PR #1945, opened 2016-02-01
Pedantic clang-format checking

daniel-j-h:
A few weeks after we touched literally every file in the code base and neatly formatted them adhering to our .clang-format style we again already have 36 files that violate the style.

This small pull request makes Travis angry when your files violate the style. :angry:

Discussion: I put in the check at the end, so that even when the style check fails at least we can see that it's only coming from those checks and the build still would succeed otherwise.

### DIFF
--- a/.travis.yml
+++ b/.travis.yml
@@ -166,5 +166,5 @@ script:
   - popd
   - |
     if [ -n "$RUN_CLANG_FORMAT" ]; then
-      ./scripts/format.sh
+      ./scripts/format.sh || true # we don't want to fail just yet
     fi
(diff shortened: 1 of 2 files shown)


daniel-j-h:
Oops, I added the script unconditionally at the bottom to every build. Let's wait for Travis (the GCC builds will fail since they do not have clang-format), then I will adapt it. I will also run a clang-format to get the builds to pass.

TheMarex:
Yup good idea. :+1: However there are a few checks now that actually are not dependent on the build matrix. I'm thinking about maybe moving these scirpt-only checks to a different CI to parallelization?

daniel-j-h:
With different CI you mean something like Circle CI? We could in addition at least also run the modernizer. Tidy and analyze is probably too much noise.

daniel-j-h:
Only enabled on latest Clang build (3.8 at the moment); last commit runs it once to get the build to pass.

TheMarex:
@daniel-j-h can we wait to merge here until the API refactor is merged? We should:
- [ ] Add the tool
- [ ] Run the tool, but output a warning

......

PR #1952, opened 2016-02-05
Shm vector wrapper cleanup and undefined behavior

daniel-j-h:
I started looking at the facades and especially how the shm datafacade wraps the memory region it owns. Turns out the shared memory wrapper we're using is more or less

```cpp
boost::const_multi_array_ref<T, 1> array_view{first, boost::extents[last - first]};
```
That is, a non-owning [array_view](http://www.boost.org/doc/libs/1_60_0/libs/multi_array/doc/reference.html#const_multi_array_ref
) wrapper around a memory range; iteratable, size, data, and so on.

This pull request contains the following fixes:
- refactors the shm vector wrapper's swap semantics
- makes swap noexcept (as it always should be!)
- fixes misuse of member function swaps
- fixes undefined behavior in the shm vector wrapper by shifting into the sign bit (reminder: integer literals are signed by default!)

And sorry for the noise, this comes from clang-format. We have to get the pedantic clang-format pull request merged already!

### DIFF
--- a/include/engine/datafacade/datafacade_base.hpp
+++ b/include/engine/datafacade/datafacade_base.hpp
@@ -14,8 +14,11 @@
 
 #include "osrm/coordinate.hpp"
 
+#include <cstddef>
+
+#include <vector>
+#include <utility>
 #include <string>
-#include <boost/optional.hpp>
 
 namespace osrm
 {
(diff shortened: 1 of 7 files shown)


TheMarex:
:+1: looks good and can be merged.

......

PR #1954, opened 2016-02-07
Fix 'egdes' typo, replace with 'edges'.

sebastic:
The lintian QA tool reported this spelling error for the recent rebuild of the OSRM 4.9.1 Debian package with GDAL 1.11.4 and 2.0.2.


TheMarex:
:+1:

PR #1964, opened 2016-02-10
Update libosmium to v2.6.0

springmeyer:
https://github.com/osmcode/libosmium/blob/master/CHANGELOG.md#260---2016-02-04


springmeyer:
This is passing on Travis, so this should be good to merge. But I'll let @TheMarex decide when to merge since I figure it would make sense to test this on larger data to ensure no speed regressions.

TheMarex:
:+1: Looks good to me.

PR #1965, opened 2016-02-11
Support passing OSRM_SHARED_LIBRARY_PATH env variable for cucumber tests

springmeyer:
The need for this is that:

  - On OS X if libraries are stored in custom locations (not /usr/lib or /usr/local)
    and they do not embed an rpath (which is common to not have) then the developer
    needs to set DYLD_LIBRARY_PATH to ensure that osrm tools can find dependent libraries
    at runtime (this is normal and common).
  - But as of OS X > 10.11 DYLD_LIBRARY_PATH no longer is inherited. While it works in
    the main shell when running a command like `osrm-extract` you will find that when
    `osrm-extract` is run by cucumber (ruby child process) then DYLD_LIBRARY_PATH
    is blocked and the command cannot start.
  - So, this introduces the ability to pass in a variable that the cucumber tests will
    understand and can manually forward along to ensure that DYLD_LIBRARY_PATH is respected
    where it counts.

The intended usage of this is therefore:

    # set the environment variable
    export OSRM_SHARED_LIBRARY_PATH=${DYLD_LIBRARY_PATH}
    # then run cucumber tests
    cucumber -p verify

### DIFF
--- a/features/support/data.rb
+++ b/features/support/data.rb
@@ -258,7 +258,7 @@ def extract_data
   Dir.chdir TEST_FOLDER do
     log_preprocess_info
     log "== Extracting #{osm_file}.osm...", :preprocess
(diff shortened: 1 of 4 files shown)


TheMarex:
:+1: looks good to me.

......

**EXERCISE PROMPT**:
Once you reach the line with "PR #1945, opened 2016-02-01" in the data above, copy it and every line after it exactly, up to and including the line with "This small pull".

**ANSWER AREA**:
PR #1945, opened 2016-02-01
Pedantic clang-format checking

daniel-j-h:
A few weeks after we touched literally every file in the code base and neatly formatted them adhering to our .clang-format style we again already have 36 files that violate the style.

This small pull request makes Travis angry when your files violate the style. :angry:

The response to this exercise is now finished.